Data Science and Engineering (Sep 2019)

# Selectivity Estimation on Set Containment Search

• Yang Yang,
• Wenjie Zhang,
• Ying Zhang,
• Xuemin Lin,
• Liping Wang

DOI
https://doi.org/10.1007/s41019-019-00104-1
Journal volume & issue
Vol. 4, no. 3
pp. 254 – 268

## Abstract

Abstract In this paper, we study the problem of selectivity estimation on set containment search. Given a query record Q and a record dataset $${\mathcal {S}}$$ S , we aim to accurately and efficiently estimate the selectivity of set containment search of query Q over $${\mathcal {S}}$$ S . We first extend existing distinct value estimating techniques to solve this problem and develop an inverted list and G-KMV sketch-based approach IL-GKMV. We analyze that the performance of IL-GKMV degrades with the increase in vocabulary size. Motivated by limitations of existing techniques and the inherent challenges of the problem, we resort to developing effective and efficient sampling approaches and propose an ordered trie structure-based sampling approach named OT-Sampling.
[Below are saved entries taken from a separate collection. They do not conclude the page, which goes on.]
PR #3717, opened 2026-07-23
Add changelog registry state discovery and reconciliation commands

cotti:
## Summary

`registry.json` manifests (per scope: `bundle/{product}/` and `changelog/{org}/{repo}/{branch}/`) merge additively under optimistic concurrency and are not authoritative for removals or discovery, so they can silently drift from the objects actually in the bucket. Nothing could detect or repair that drift, and backfill planning needs a trustworthy current-state view. This PR adds a `changelog registry` command group backed by a new `Elastic.Changelog/Reconciliation/` service layer:

- **`changelog registry inspect`** *(read-only)* — compares a scope's private registry against the actual private-bucket objects, prints human-readable diagnostics, and optionally writes a machine-readable `RegistryStateSnapshot` (`--out`) that the backfill planner (elastic/docs-eng-team#676) will consume.
- **`changelog registry repair`** *(explicit, never implicit; idempotent)* — converges the **private** registry to the actual objects.
- **`changelog registry verify-public`** *(strictly read-only)* — waits under a bounded retry policy (`--max-attempts` × `--poll-interval-seconds`) for scrubber propagation and diagnoses public-side divergence.
- **`changelog registry republish`** *(explicit)* — re-emits the private `ObjectCreated` event for selected objects to recover a lost/DLQ'd scrub event.

## Divergence taxonomy

| Class | Meaning |
|---|---|
| `missing` | Object exists in the scope, registry has no entry for it. |
| `stale` | Registry entry whose object no longer exists. |
| `corrupt` | Manifest unparseable, or contains unsafe/duplicate entries. |
| `object-divergent` | Entry metadata (ETag or target) disagrees with the actual object — including legacy amends whose registry `target` is null while the parent bundle resolves one. |

A manifest with a newer `schema_version` is reported as `UnsupportedSchema` (not corrupt): its entries can't be judged by an older tool, and repair refuses to rewrite it because that would silently downgrade the schema. For bundle scopes the expected `target` is re-derived from the bundle YAML in S3 (including the parent-bundle fallback for legacy amends, mirroring `RegistryBuilder`); changelog scopes enumerate files only.

## Repair semantics

- Rebuilds the manifest from actual objects through the **same conditional-PUT optimistic concurrency as the live upload path** (`If-Match` on update, `If-None-Match: *` on create). A 412 triggers a full re-inspection — fresh registry read **and** fresh object listing — before the bounded retry, and the registry is always read *before* listing, so a concurrent upload either appears in the re-listing or invalidates the precondition; it can never be dropped.
- Idempotent: a clean scope writes nothing; running repair twice yields no further changes (covered by tests).
- Audited: every added/removed/corrected entry is logged with before/after values; `--dry-run` prints the plan without writing; an empty result requires `--allow-empty`.
- Marked `[RequiresAuth]` + `[CommandIntent(Intent.Idempotent)]` + `[MutationScope(MutationScope.Global)]` (same for `republish`); `inspect`/`verify-public` are `[RequiresAuth]` only.

## Public-boundary design

The public bucket is scrubber-owned and is a **hard write boundary enforced structurally, not by convention**: all inspection and public-side comparison code operates exclusively on a read-only reader interface (`IS3ScopeReader`: list + get only), so no code path in the checker can mutate any bucket. Tests additionally assert zero `PutObject`/`CopyObject`/`DeleteObject` calls on the public-side fake.

Recovery from a lost scrub event is the explicit private-side `republish`: a metadata-preserving S3 self-copy (`CopyObject` onto the same key with `MetadataDirective: REPLACE`, re-supplying the original content type and user metadata) that leaves content and ETag untouched while emitting the `ObjectCreated:Copy` notification the scrubber Lambda reacts to (`src/infra/docs-lambda-changelog-scrubber/Program.cs` matches `ObjectCreated`). The scrubber remains the sole public-side writer.

## Docs

- New supplemental CLI pages under `docs/cli/changelog/registry/` (namespace + 4 commands); `docs/cli-schema.json` regenerated (verified: diff empty ignoring `version`).
- `docs/development/changelog-bundle-registry.md` gains a "State discovery and reconciliation" section, and the `registry.json` example is corrected to the actual serialized key (`e_tag`, not `etag`).

## Test plan

45 new tests in `tests/Elastic.Changelog.Tests/Reconciliation/` using a stateful in-memory S3 fake (FakeItEasy over `IAmazonS3`, MD5 ETags matching `S3EtagCalculator`, real conditional-PUT 412 semantics):

- [x] Each divergence class detected on seeded state: missing, stale, corrupt (unparseable + unsafe entries), object-divergent (ETag and legacy-amend target)
- [x] Clean scope reports clean; missing manifest over an empty scope is clean; missing manifest over a populated scope reports per-object `missing`
- [x] Repair convergence + idempotence (second run writes nothing); create path uses `If-None-Match: *`, update path `If-Match`
- [x] Repair safety under optimistic-concurrency conflict: concurrent registry update between read and write → 412 → re-inspect → concurrent entry survives
- [x] Repair rails: dry-run writes nothing; empty scope refused without `--allow-empty`; newer schema refused
- [x] Public check never writes (asserted on the fake); bounded wait stops exactly at `--max-attempts`; converges early when the scrubber catches up mid-poll
- [x] Republish self-copies only within the private bucket, preserves content/content-type/user metadata, validates file names, `--all` includes `registry.json`, partial failures reported
- [x] Full suite: `Elastic.Changelog.Tests` 849/849 passed; `./build.sh unit-test` green
- [x] `dotnet format` + `./build.sh lint` clean; `./build.sh build --skip-dirty-check` succeeds; `dotnet publish -c Release` (Native AOT) succeeds with zero trim/AOT warnings; repo docs build validates the new supplemental pages

Closes elastic/docs-eng-team#670

### DIFF
--- a/docs/cli-schema.json
+++ b/docs/cli-schema.json
@@ -4433,7 +4433,440 @@
           ]
         }
       ],
-      "namespaces": []
+      "namespaces": [
+        {
+          "segment": "registry",
+          "summary": "Inspect, repair, and verify per-scope changelog registry.json manifests against actual bucket state.",
+          "options": [],
+          "commands": [
+            {
+              "path": [
+                "changelog",
+                "registry"
+              ],
+              "name": "inspect",
+              "summary": "Compare a scope\u0027s private registry.json against the actual private-bucket objects and report every divergence.",
+              "notes": "Registries merge additively and are not authoritative for removals or discovery, so they can drift\nfrom the objects actually in the bucket. This command detects and classifies that drift: missing\n(object exists, registry lacks it), stale (registry entry, object gone), corrupt\n(unparseable/invalid manifest), and object-divergent (registry metadata disagrees with the object).\n\nStrictly read-only \u2014 nothing is written to any bucket. Exits non-zero when the scope diverged.\nUse changelog registry repair to reconcile.",
+              "usage": "docs-builder changelog registry inspect --s3-bucket-name \u003Cstring\u003E [options]",
+              "examples": [],
+              "parameters": [
+                {
+                  "role": "flag",
+                  "name": "s3-bucket-name",
+                  "type": "string",
+                  "required": true,
+                  "summary": "Private changelog bundles S3 bucket to inspect."
+                },
+                {
+                  "role": "flag",
+                  "name": "product",
+                  "type": "string",
+                  "required": false,
+                  "summary": "Product of a bundle scope (bundle/{product}/). Mutually exclusive with --owner/--repo/--branch."
+                },
+                {
+                  "role": "flag",
+                  "name": "owner",
+                  "type": "string",
+                  "required": false,
+                  "summary": "GitHub owner of a changelog scope (changelog/{org}/{repo}/{branch}/). Requires --repo and --branch."
+                },
+                {
+                  "role": "flag",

OT-Sampling partitions records based on element frequency and occurrence patterns and is significantly more accurate compared with simple random sampling method and IL-GKMV. To further enhance the performance, a divide-and-conquer-based sampling approach, DC-Sampling, is presented with an inclusion/exclusion prefix to explore the pruning opportunities. Meanwhile, we consider weighted set containment selectivity estimation and devise stratified random sampling approach named StrRS. We theoretically analyze the proposed techniques regarding various accuracy estimators. Our comprehensive experiments on nine real datasets verify the effectiveness and efficiency of our proposed techniques.